AA UTG+1 on KQJfd: Sizing on Broadway Textures

Hero
A♠A♣
Position
UTG+1 vs BU
Pot
4-Bet Pot
Flop
Q♦ J♥ K♦

Use small c-bet sizes on coordinated broadway boards to keep dominated hands in and protect your range.

Flop Analysis

While we have an overpair and an open-ended straight draw, this board is much better for the caller's range than ours. A small sizing is required to maintain our range advantage. **Sizing:** We bet 35BB, but the solver prefers a small 15BB (25% pot) block. Our large sizing isolates us against the top of BU's range (straights and two-pairs) while forcing out hands we dominate like TT or weaker AK combos. **Board:** This texture is highly coordinated. While we hold AA, BU has all the T9s, KQ, and QJ that flat a 4-bet. By betting small, we allow ourselves to continue on more turns and keep BU's bluffs in the pot. **Math:** We have ~66% equity against BU's continuing range, but that equity is fragile. A small bet realizes our equity more effectively while keeping the pot manageable if we face resistance. --- > **Takeaway:** On broadway-heavy boards in 4-bet pots, use small c-bet sizes (20-30% pot) to protect your range and keep dominated hands calling.

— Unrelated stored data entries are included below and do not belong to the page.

PR #635, opened 2022-09-21
move chain_config to separate crate

### LINKED ISSUE #603: Relocate ChainConfig types to a separate crate within fuel-core
The definition of a chainconfig and associated types currently lives in fuel-core. Since there are many tools that will want to configure the chainspec without depending on the entirety of fuel-core, we should move all chainconfig types to their own crate with minimal dependencies. 

This will prevent further duplication of our types by the SDK:

fuel-core: https://github.com/FuelLabs/fuel-core/blob/v0.10.1/fuel-core/src/chain_config.rs#L142
fuels-rs: https://github.com/FuelLabs/fuels-rs/blob/v0.23.0/packages/fuels-test-helpers/src/node.rs#L50

leviathanbeak:
closes #603 

Mostly copy/pasta apart from one important change, since `ChainConfig` was tightly coupled with `Database` (Db was passed during initialization of ChainConfig), I have created a `ChainConfigDb` trait which I passed instead. And on the `fuel-core/Database` side I have implemented that trait so that it is compatible for `ChainConfig` initialization.

By "implemented" I mean the methods were already previously implemented so I just referenced existing methods in trait implementation.


ControlCplusControlV:
Would it be good to have Relayer and p2p config cli commands moved into a config crate as well. That way all the configuration and parameters to run the network could be in a single place. I'm just curious if this is something we'd want to add into this new crate (which may then require a more general rename).

But I have no problems on the impl, LGTM overall and can approve if there is a reason for against a central config crate with those additional options

leviathanbeak:
@ControlCplusControlV IMO the cli config commands should stay with the CLI app (unless whole CLI gets app moved). These config constructs that I've moved out are mostly that someone (ie SDK) can import them without importing whole of `fuel-core` on the other hand, I don't see that being the case with CLI commands which are just there to be constructed from the cli commands.

fuel-chain-config/Cargo.toml
```diff
@@ -0,0 +1,21 @@
+[package]
+name = "fuel-chain-config"
+version = "0.1.0"
+edition = "2021"
+
```
Voxelot, line 5: Needs proper package headers like `fuel-core` or `fuel-txpool` in order to be publishable. I.e. `license`, `description`, `version` that matches the other crates etc..

fuel-chain-config/Cargo.toml
```diff
@@ -0,0 +1,21 @@
+[package]
+name = "fuel-chain-config"
```
Voxelot, line 2: We need to update the "Verify tag version" ci job to check this crate as well

Voxelot:
Missing README.md for new package

Voxelot:
reserved the name on crates.io: https://crates.io/crates/fuel-chain-config

Voxelot:
Maybe we should organize this new crate a bit more and move the different structs/traits into their own submodule files? I'm finding it easy to get lost in this large lib.rs.

leviathanbeak:
@Voxelot good point, I'll do it

leviathanbeak:
I've moved config structs into separate files: `config/{struct_name}.rs` and exported them all

fuel-core/src/lib.rs
```diff
@@ -1,4 +1,3 @@
-pub mod chain_config;
 pub mod database;
```
Voxelot, line 1: maybe we should replace this with the following to avoid breaking imports downstream?
```suggestion
pub use fuel_chain_config as chain_config;
pub mod database;
```

fuel-tests/Cargo.toml
```diff
@@ -19,6 +19,7 @@ harness = true
 [dependencies]
 async-std = "1.12"
 chrono = { version = "0.4", features = ["serde"] }
+fuel-chain-config = { path = "../fuel-chain-config", version = "0.1.0" }
```
Voxelot, line 22: use re-exported config from fuel-core instead of making a new dep here.

fuel-chain-config/Cargo.toml
```diff
@@ -0,0 +1,27 @@
...
+version = "0.1.0"
```
Voxelot, line 3: version must match the other crates to pass CI verification during publish
```suggestion
version = "0.10.1"
```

Note: Sizing is too large; a small 25% pot bet is preferred to keep BU's range wide on a board that hits their calling range hard.

Flop Analysis

Once BU jams, we are mathematically committed. We have an overpair and 8 clean outs to the nuts, plus any Ace might be good. **Math:** We need roughly 21% equity to call the jam. Even against a made straight like T9s, we have ~25% equity. Against two-pair hands like KQ or KJ, we are essentially flipping or slightly ahead. **Ranges:** BU can take this line with combo draws like AdTd or even overplayed AK/Kx hands. Given the SPR is below 2, we cannot fold a hand with this much raw equity and nut potential. --- > **Takeaway:** In low SPR situations, an overpair with a strong draw is a mandatory stack-off, regardless of how 'wet' the board feels.